The third precedent is that providing basic care to a person with PVS would be futile. But nutrition and hydration has a real and measurable effect in that it stops a patient dying from dehydration and/or starvation. So how is it futile? It can only be so if a patient’s continued existence itself is judged to be futile. Our argument was that whilst doctors are justified in deciding whether or not a treatment was futile – in that it had no measurable effect or imposed burdens disproportionate to any benefit – they have no right to make judgments about whether a patient’s life is futile.

The assumptions that nutrition and hydration constitute treatment rather than care, that being starved and dehydrated to death can be in a person’s best interests and that the lives of some people are futile are all false assumptions. They should never have been given legal force. But sadly they have.

The Bland judgment was seriously flawed. Bland and the 43 others who have died after him, including the case this week, should not have died in this way. They should have been given basic care, including nutrition and hydration, until they died naturally.

But if the judge presiding over the case of M, the second woman (with MCS), were to decide on 12 September to ‘pull the plug’ an even greater wrong would be done which would place the lives of many disabled people in danger by the legal precedents it created. What we should be doing instead is trying to overturn the Bland decision and amend the Mental Capacity Act.

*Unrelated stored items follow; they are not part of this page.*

PR #274, opened 2021-01-05
Improving UI system/InteractUI resources

TheSecondReal0:
InteractUI resources can now be used to open, update, instance, and close UIs instead of only being able to open UIs. Also added individual functions in interactui.gd to open, update, instance, and close UIs so you don't need multiple resources interacting with the same UI. 

Updating a UI only passes it new data and calls ```base_update()``` and ```update()``` on the UI (if the UI script has those methods).

I plan to switch the UI system to use file paths to UI scenes instead of a dictionary in uimanager.gd. I'm also probably going to move away from using custom types (with the plugin) and just use custom classes because they are better in almost every way (and custom types are probably getting removed from Godot soon). It would also keep interaction resources from showing up in random dropdowns meant for a specific type of resource.

### DIFF
--- a/src/assets/autoload/helpers.gd
+++ b/src/assets/autoload/helpers.gd
@@ -34,6 +34,7 @@ func map(in_value: float, in_value_min: float, in_value_max: float, out_value_mi
 
 func get_absolute_path_to(node: Node, subname: String = ""):
 	var path: String = get_tree().get_root().get_path_to(node)
+	path = "/root/" + path
 	if subname != "":
 		path = path + ":" + subname
 	return NodePath(path)
--- a/src/assets/autoload/helpers.gd
+++ b/src/assets/autoload/helpers.gd
@@ -53,3 +53,36 @@ func get_node_property_from_root(path: NodePath):
 	var node = get_node_from_root(path)
 	var subnames = path.get_concatenated_subnames()
 	return node.get_indexed(subnames)
+
+func object_has_method_with_args(object: Object, method: String, args: Array) -> bool:
+	var method_args: Array = get_object_method_arg_names(object, method)
+	for arg in args:
+		if not method_args.has(arg):
+			return false
+	return true
+
+func object_has_method_with_arg(object: Object, method: String, arg: String) -> bool:
+	var method_args: Array = get_object_method_arg_names(object, method)
+	var arg_names
+	return method_args.has(arg)
+
+func get_object_method_arg_amount(object: Object, method: String) -> int:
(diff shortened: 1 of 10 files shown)


src/assets/autoload/helpers.gd
```diff
@@ -52,3 +53,36 @@ func get_node_property_from_root(path: NodePath):
...
+	var method_args: Array = get_object_method_arg_names(object, method)
+	for arg in args:
+		if not method_args.has(arg):
+			return false
+	return true
+
+func object_has_method_with_arg(object: Object, method: String, arg: String) -> bool:
+	var method_args: Array = get_object_method_arg_names(object, method)
+	var arg_names
+	return method_args.has(arg)
```
nicemicro, line 67: Is it necessary? Can't just the previous function be called with an array with one string with it? Does GDscript allow for using [varname] to call an array with only one element, which is var, in it?

nicemicro (commented):
Not strictly related to this commit, but I observed that when someone is killed with a task window open, the task window doesn't close. If the game ends due to someone being killed, the task window keeps open even though we get switched back to the lobby.
Should these UI resources handle that behavior, or would it be a job of something else?

src/assets/autoload/helpers.gd
Damjan94: I think he wanted to have a clean call syntax. so to avoid writing
`object_has_method_with_args(myObj, "awesomeMethod", ["thePerfectArg"])`
this looks kind of nicer
`object_has_method_with_arg(myObj, "awesomeMethod", "thePerfectArg")`

but where do these methods get called from?
in any case, if this is the only issue, I think we should merge it, so that it doesn't become stale..

TheSecondReal0:
For the sake of decoupling, this should probably be handled somewhere else (probably in the script that handles dying). There should be a way to close all open menus, so I'll add that tomorrow/later today. Hopefully it would make it easier to close menus when you die, but I'm not sure how you would handle overlays that need to close? Maybe a signal from PlayerManager would work?

src/assets/autoload/helpers.gd
TheSecondReal0: You are correct that I wanted a clean call syntax 😄 

These functions aren't actually used anywhere, I was thinking about making it optional to include a `ui_data` input when you define `update()` in a UI script. They are completely unnecessary, and can be removed.

Damjan94 (approved):
Tested, works great

nicemicro (approved):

Whilst the Mental Capacity Act was being drawn up in 2004-5 the Voluntary Euthanasia Society (renamed ‘Dignity in Dying’ in January 2006) took a huge interest and made a significant contribution to its wording. The concepts of ‘futile life’, ‘best interests’ being served by having one’s life ended and nutrition and hydration constituting treatment were all ideas they supported.

They wanted to pave the way to enable people whose lives were judged to be ‘futile’ to be starved and dehydrated to death. Why?

Well we have to go back a little in history to look at the agenda the international ‘pro-euthanasia movement have been pursuing for decades.

At the Fifth Biennial Conference of the World Federation of Right to Die Societies held in Nice, France on 20-23 September 1984, Helga Kuhse, PhD, lecturer in philosophy at Monash University and Research Fellow at the Centre for Human Bio-Ethics in Melbourne, Australia, made the following statement:

‘If we can get people to accept the removal of all treatment and care – especially the removal of food and fluids – they will see what a painful way this is to die, and then, in the patient’s best interests, they will accept the lethal injection.’

There’s that term ‘best interests’ again.

Kuhse is not proposing a policy of coercive ‘voluntary euthanasia’. Her view is that a public policy, which allows the withholding of food and fluids, is a cruel one and not in the patient’s best interest. She believes the public recognition that such a policy grossly disregards the interests of patients must eventually lead to the acceptance of active euthanasia.

You don’t often hear this worded as bluntly these days by advocates of legalising euthanasia. They also deny supporting euthanasia for people who are not mentally competent. But the agenda is still there. Allowing death by dehydration and starvation is a step aimed at softening up the public for the introduction eventually of involuntary euthanasia – in their ‘best interests’.